Issue #135, opened 2021-02-23
Avoid assuming field values can be used in constructors


omus:
```julia
julia> using Arrow, Intervals

julia> table = (col = [
           Interval{Closed,Unbounded}(1,nothing),
       ],)
(col = Interval{Int64,Closed,Unbounded}[Interval{Int64,Closed,Unbounded}(1, nothing)],)

julia> table.col
1-element Array{Interval{Int64,Closed,Unbounded},1}:
 Interval{Int64,Closed,Unbounded}(1, nothing)

julia> Arrow.write("un.arrow", table);

julia> Arrow.Table("un.arrow").col
1-element Arrow.Struct{Interval{Int64,Closed,Unbounded},Tuple{Arrow.Primitive{Int64,Array{Int64,1}},Arrow.Primitive{Int64,Array{Int64,1}}}}:
Error showing value of type Arrow.Struct{Interval{Int64,Closed,Unbounded},Tuple{Arrow.Primitive{Int64,Array{Int64,1}},Arrow.Primitive{Int64,Array{Int64,1}}}}:
ERROR: MethodError: no method matching Interval{Int64,Closed,Unbounded}(::Int64, ::Int64)
Closest candidates are:
  Interval{Int64,Closed,Unbounded}(::T, ::T, ::Inclusivity) where {T, L, R} at /Users/omus/.julia/dev/Intervals/src/deprecated.jl:34
  Interval{Int64,Closed,Unbounded}(::Any, ::Any, ::Inclusivity) where {T, L, R} at /Users/omus/.julia/dev/Intervals/src/deprecated.jl:44
  Interval{Int64,Closed,Unbounded}(::T, ::Nothing) where {T, L<:Intervals.Bounded, R<:Unbounded} at /Users/omus/.julia/dev/Intervals/src/interval.jl:87
  ...
```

+---+

ACTION ITEM>
Look through the data above and return each line where the string "Primitive" occurs.

ANSWER TO THE EXERCISE>
1-element Arrow.Struct{Interval{Int64,Closed,Unbounded},Tuple{Arrow.Primitive{Int64,Array{Int64,1}},Arrow.Primitive{Int64,Array{Int64,1}}}}:
Error showing value of type Arrow.Struct{Interval{Int64,Closed,Unbounded},Tuple{Arrow.Primitive{Int64,Array{Int64,1}},Arrow.Primitive{Int64,Array{Int64,1}}}}:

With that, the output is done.